Lastly, more and more nuclear industry organizations need to consider including scholarship or fellowship opportunities for young people to undertake studies, research and exchanges in other countries in their CSI strategies. This would help getting more girls interested in nuclear careers. Through Ultimate Dream Foundation, I am willing to partner with any organization who may be interested in pursuing this.
What female leaders are the best inspiration for you and your colleagues nowadays?
I don’t know about others but for me it would definitely have to be Oprah Winfery. She does a lot of great things to help improve this world. Oprah has shown many people, including me, how a rough start can lead to a greater ending. She has brought so much awareness to the idea of being able to do whatever you set your mind to.
Like her, I wish to own a Princy Mthombeni Nuclear Academy one day. It’s ok to dream, isn’t it?
What are the key skills one should acquire in order to work in the nuclear field?
You definitely need to have scientific and numerical skills. Furthermore, just like any other field, you need self-motivation, critical thinking and problem solving skills.
In your opinion, what are the best platforms to share information about STEM specialties with young African audiences and why did you choose to do it in the form of videos on YouTube?
The best platforms are social media as that’s where you get access to many young people. Social media has become an effective tool of real-time information sharing and direct interaction with the audience. Twenty-nineteen data shows that current global users of social media account for 3.484 billion. So, social media serves as an important communication channel for keeping people updated and engaged in many issues.

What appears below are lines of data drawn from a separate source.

PR #1998, opened 2022-10-18
1938 remove unneeded calls to mpi wtime in trace and lb

### LINKED ISSUE #1938: Remove unneeded calls to MPI_Wtime in Trace and LB
**What Needs to be Done?**
As a follow-on to #1901, pass the current time from the scheduler down to these components.

stmcgovern:
Closes #1938.
~~Pass the current time from the scheduler to LB and Trace contexts.~~ 
This has been modified to allow the scheduler to hold a `current_sched_time_` and then the appropriate runnable contexts (here LB and Trace) can query their start time from the scheduler. This change was primarily the result of not wanting to force all runnable contexts to take a time (even in contexts where that is inappropriate). Still targets the issue by reducing calls to MPI_Wtime (although increased dereferencing of the `theSched()`)

### DIFF
--- a/src/vt/parameterization/parameterization.h
+++ b/src/vt/parameterization/parameterization.h
@@ -107,7 +107,7 @@ static void dataMessageHandler(DataMsg<Tuple>* msg) {
     NodeType const& from_node = theContext()->getFromNodeCurrentTask();
 
     processing_tag =
-      theTrace()->beginProcessing(ep, msg_size, event, from_node);
+      theTrace()->beginProcessing(ep, msg_size, event, from_node, timing::getCurrentTime());
   }
 #endif
 
--- a/src/vt/parameterization/parameterization.h
+++ b/src/vt/parameterization/parameterization.h
@@ -121,7 +121,7 @@ static void dataMessageHandler(DataMsg<Tuple>* msg) {
   }
 
 #if vt_check_enabled(trace_enabled)
-  theTrace()->endProcessing(processing_tag);
+  theTrace()->endProcessing(processing_tag, timing::getCurrentTime());
 #endif
 }
 
--- a/src/vt/runnable/invoke.h
+++ b/src/vt/runnable/invoke.h
@@ -140,7 +140,7 @@ static trace::TraceProcessingTag BeginProcessingInvokeEvent() {
   const auto trace_event = theTrace()->messageCreation(trace_id, 0);
   const auto from_node = theContext()->getNode();
 
-  return theTrace()->beginProcessing(trace_id, 0, trace_event, from_node);
+  return theTrace()->beginProcessing(trace_id, 0, trace_event, from_node, timing::getCurrentTime());
 }
 
 template <typename Callable, Callable f, typename... Args>
--- a/src/vt/runnable/invoke.h
+++ b/src/vt/runnable/invoke.h
@@ -145,7 +145,7 @@ static trace::TraceProcessingTag BeginProcessingInvokeEvent() {
 
 template <typename Callable, Callable f, typename... Args>
 static void EndProcessingInvokeEvent(trace::TraceProcessingTag processing_tag) {
-  theTrace()->endProcessing(processing_tag);
+  theTrace()->endProcessing(processing_tag, timing::getCurrentTime());
 
   const auto trace_id = CallableWrapper<Callable, f>::GetTraceID();
   theTrace()->messageCreation(trace_id, 0);
--- a/src/vt/runnable/runnable.cc
+++ b/src/vt/runnable/runnable.cc
@@ -185,49 +185,49 @@ void RunnableNew::run() {
 #endif
 }
 
-void RunnableNew::start() {
+void RunnableNew::start(TimeType time) {
   contexts_.setcontext.start();
   if (contexts_.has_td) contexts_.td.start();
   if (contexts_.has_col) contexts_.col.start();
-  if (contexts_.has_lb) contexts_.lb.start();
+  if (contexts_.has_lb) contexts_.lb.start(time);
 #if vt_check_enabled(trace_enabled)
-  if (contexts_.has_trace) contexts_.trace.start();
+  if (contexts_.has_trace) contexts_.trace.start(time);
 #endif
 }
 
-void RunnableNew::finish() {
+void RunnableNew::finish(TimeType time) {
   contexts_.setcontext.finish();
   if (contexts_.has_td) contexts_.td.finish();
   if (contexts_.has_col) contexts_.col.finish();
   if (contexts_.has_cont) contexts_.cont.finish();
-  if (contexts_.has_lb) contexts_.lb.finish();
+  if (contexts_.has_lb) contexts_.lb.finish(time);
 #if vt_check_enabled(trace_enabled)
-  if (contexts_.has_trace) contexts_.trace.finish();
+  if (contexts_.has_trace) contexts_.trace.finish(time);
 #endif
 }
 
-void RunnableNew::suspend() {
+void RunnableNew::suspend(TimeType time) {
 #if vt_check_enabled(fcontext)
   contexts_.setcontext.suspend();
   if (contexts_.has_td) contexts_.td.suspend();
   if (contexts_.has_col) contexts_.col.suspend();
-  if (contexts_.has_lb) contexts_.lb.suspend();
+  if (contexts_.has_lb) contexts_.lb.suspend(time);
 
 # if vt_check_enabled(trace_enabled)
-    if (contexts_.has_trace) contexts_.trace.suspend();
+    if (contexts_.has_trace) contexts_.trace.suspend(time);
 # endif
 #endif
 }
 
-void RunnableNew::resume() {
+void RunnableNew::resume(TimeType time) {
 #if vt_check_enabled(fcontext)
   contexts_.setcontext.resume();
   if (contexts_.has_td) contexts_.td.resume();
   if (contexts_.has_col) contexts_.col.resume();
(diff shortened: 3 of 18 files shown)


src/vt/event/event.h
```diff
@@ -177,7 +177,7 @@ struct AsyncEvent : runtime::component::PollableComponent<AsyncEvent> {
   void removeEventID(EventType const& event);
   EventStateType testEventComplete(EventType const& event);
   EventType attachAction(EventType const& event, ActionType callable);
-  void testEventsTrigger(int const& num_events = num_check_actions);
+  void testEventsTrigger(int const& num_events = num_check_actions, TimeType current_time=0.0);
```
PhilMiller, line 180: I'm a bit uncomfortable with an internal interface like this having a default argument. Are there call sites that are being left unmodified, for which the default value would be is sensible to pass?

src/vt/runnable/runnable.cc
```diff
@@ -212,46 +212,46 @@ void RunnableNew::run() {
 #endif
 }
 
-void RunnableNew::begin() {
+void RunnableNew::begin(TimeType current_time) {
```
PhilMiller, line 215: Not relevant to this PR, but I realize that we should probably not have methods named `begin/end` that are unrelated to getting the relevant iterators of a container-like class. Perhaps we should consider renaming them to something like `start/finish`

src/vt/runnable/runnable.h
```diff
@@ -236,25 +236,25 @@ struct RunnableNew {
    * \internal \brief Loop through all the contexts associated with this
    * runnable and invoke \c begin() on them.
    */
-  void begin();
+  void begin(TimeType current_time = 0.0);
```
PhilMiller, line 239: Same comment about default values

src/vt/vrt/collection/balance/baselb/baselb.cc
```diff
@@ -66,19 +66,20 @@ std::shared_ptr<const balance::Reassignment> BaseLB::startLB(
   balance::LoadModel* model,
   StatisticMapType const& in_stats,
   ElementCommType const& in_comm_lb_data,
-  TimeType total_load
+  TimeType total_load,
+  TimeType current_time
 ) {
-  start_time_ = timing::getCurrentTime();
+  start_time_ = current_time;
```
PhilMiller, line 72: This assignment makes sense, but I don't see why it's being passed down the lb stack any further. There are no uses of it, and the strategies can all access the member assigned here anyway.

src/vt/vrt/collection/manager.cc
```diff
@@ -69,7 +69,8 @@ void CollectionManager::startup() {
       elm.second();
     }
     auto const cur_phase = thePhase()->getCurrentPhase();
-    theLBManager()->selectStartLB(cur_phase);
+    auto  current_time = thePhase()->getStartTime();
```
PhilMiller, line 72: Is the beginning of the phase the right time to be passing in as the start of the LB? Is this getting called just after the phase manager ticks forward? Since it's in an End hook, isn't that not the case?

PhilMiller:
I would approve the first 3 commits of this PR as resolving 1938 (modulo my comments about default parameters). The latter two commits seem to be less motivated, and less clearly correct.

stmcgovern:
Thanks for your comments @PhilMiller. I'll drop the last 2 commits and see about the default arguments.

lifflander (dismissed):
Looks good!

PhilMiller (changes requested):
Frankly, I was much happier with the approach of just passing a time down the call stack.

This PR now adds a bunch of calls to `timing::getCurrentTime`, though I haven't checked whether they're in specifically cold paths.

This change in approach may have been discussed, but that discussion is supposed to be memorialized in comments here. I'll note that the PR description no longer quite matches the code.

Let's talk about this in the meeting this week.

src/vt/scheduler/scheduler.cc
```diff
@@ -258,7 +258,8 @@ void Scheduler::runSchedulerOnceImpl(bool msg_only) {
     }
   } else if (work_queue_.empty()) {
     if (curRT->needsCurrentTime()) {
-      runProgress(msg_only, timing::getCurrentTime());
+      current_sched_time_ = timing::getCurrentTime();
+      runProgress(msg_only, current_sched_time_);
```
PhilMiller, line 262: This may not be worth changing, but since `runProgress` is a sibling member, it doesn't need to take `current_sched_time_` as an argument, since it can access it directly.

stmcgovern:
> Frankly, I was much happier with the approach of just passing a time down the call stack.
> 
> This PR now adds a bunch of calls to `timing::getCurrentTime`, though I haven't checked whether they're in specifically cold paths.
> 
> This change in approach may have been discussed, but that discussion is supposed to be memorialized in comments here. I'll note that the PR description no longer quite matches the code.
> 
> Let's talk about this in the meeting this week.

Thanks @PhilMiller. Yes, the idea was to just pass time down the call stack. After removing the default arguments (per your first review), then a time argument needed to be passed through to any runnable (`void RunnableNew::run()`. Aside from complicating the `RunnableNew` interface, @lifflander remarked that not all runnables need a time. Then the change of tactic to have the scheduler store a time and allow the appropriate runnable contexts (in particular LB and trace) to ask for a start time was adopted. 

`theTrace()->beginProcessing` called `timing::getCurrentTime` by default. Removing this implicit use required getting the current time explicitly at certain call sites. 

I'll update the PR description to reflect these changes.

src/vt/runnable/invoke.h
```diff
@@ -140,7 +140,7 @@ static trace::TraceProcessingTag BeginProcessingInvokeEvent() {
   const auto trace_event = theTrace()->messageCreation(trace_id, 0);
   const auto from_node = theContext()->getNode();
 
-  return theTrace()->beginProcessing(trace_id, 0, trace_event, from_node);
+  return theTrace()->beginProcessing(trace_id, 0, trace_event, from_node, timing::getCurrentTime());
```
PhilMiller, line 143: This may actually illustrate a case for why I like the 'pass the time as an argument to contexts' approach better - if we want to add LB attribution for methods called through `invoke`, we would want to share this timer call for the start time, rather than have it reference the scheduler's recorded time, or need another new interface for the divergent case.

stmcgovern:
Status Update: PR uses a recent time held by the scheduler which is passed down to runnables that need a time. Currently only LB context uses this (Trace is TODO). Consider how to test for basic correctness confirmation.

src/vt/parameterization/parameterization.h
```diff
@@ -107,7 +107,7 @@ static void dataMessageHandler(DataMsg<Tuple>* msg) {
     NodeType const& from_node = theContext()->getFromNodeCurrentTask();
 
     processing_tag =
-      theTrace()->beginProcessing(ep, msg_size, event, from_node);
+      theTrace()->beginProcessing(ep, msg_size, event, from_node, timing::getCurrentTime());
```
PhilMiller, line 110: @lifflander Should we be create a `Runnable` here?

src/vt/scheduler/scheduler.cc
```diff
@@ -239,29 +239,30 @@ void Scheduler::runProgress(bool msg_only, TimeType current_time) {
...
   } else if (work_queue_.empty()) {
     if (curRT->needsCurrentTime()) {
-      runProgress(msg_only, timing::getCurrentTime());
+      runProgress(msg_only, getRecentTime());
     } else {
       runProgress(msg_only, TimeType{0});
     }
   }
 
+
```
PhilMiller, line 265: Stray new line.
```suggestion
```

src/vt/scheduler/base_unit.cc
```diff
@@ -62,6 +62,7 @@ void BaseUnit::execute() {
     #endif
   } else if (work_) {
     work_();
+    theSched()->setRecentTimeToStale();
```
PhilMiller, line 65: Should this be outside the `if / else if`, or duplicated in both arms? Why shouldn't the time be updated after we've run stuff in a thread?

src/vt/parameterization/parameterization.h
PhilMiller: Code's going away, so we don't care.

PhilMiller:
I think I'm generally ok with this, and just need to see the couple comments addressed.

This does need to be run through the same fine-grain overhead benchmarks we used to identify time calls as a concern to begin with. I'd like to be confident that added calls to `theSched()` aren't losing us whatever ground we're gaining, or even a large fraction of it. If they are, then I'd push for accepting that every context is going to take a time argument, useful or not, and shifting the logic for when to check the clock and what time to pass down the stack more thoroughly into the scheduler.

src/vt/scheduler/scheduler.cc
stmcgovern: fixed

src/vt/scheduler/base_unit.cc
stmcgovern: Yeah, it's in the run function (runnable.cc line 183). Should we just pull it out to here (outside the if/else)?

PhilMiller:
Some runs of the microbenchmark were getting ~30% reduction in time, directly attributable to reduced time spent in `PMPI_Wtime`. So, I think we're good on achieving the goal here.

lifflander (approved):

src/vt/scheduler/base_unit.cc
stmcgovern: Left as is, since the runnable branch will also need to get a finish time.

stmcgovern:
Improvements to the tests will be pursued in VT #2017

Television is still at the core of home entertainment for families across the world. To this date, families gather around in living rooms to watch a game of football, receive news, information and entertainment together.
YouTube is the most popular social media platform. According to the Invideo 2020 report, more than 2 billion users tune in to YouTube every month and consume more than 5 billion videos every day. So we chose it to launch Africa4Nuclear videos because of its benefits. The plan is to integrate television into the campaign strategy.
Are there any inspiring stories that you know and can share with future female leaders?
I would like to talk about “The Danger of a Single Story” by Chimamanda Ngozi Adichie, an author from Nigeria.
In one of her TED Talks, Adichie warns that as people, we risk a very critical and cultural misunderstanding when we forget that everyone’s lives and identities are composed of many overlapping stories. The story of nuclear energy is a single story. Those who oppose nuclear reduce it to the same single story: the dangerous technology story. I hope future leaders will change that and create a world where the perspective of nuclear energy is not a misinterpretation of reality.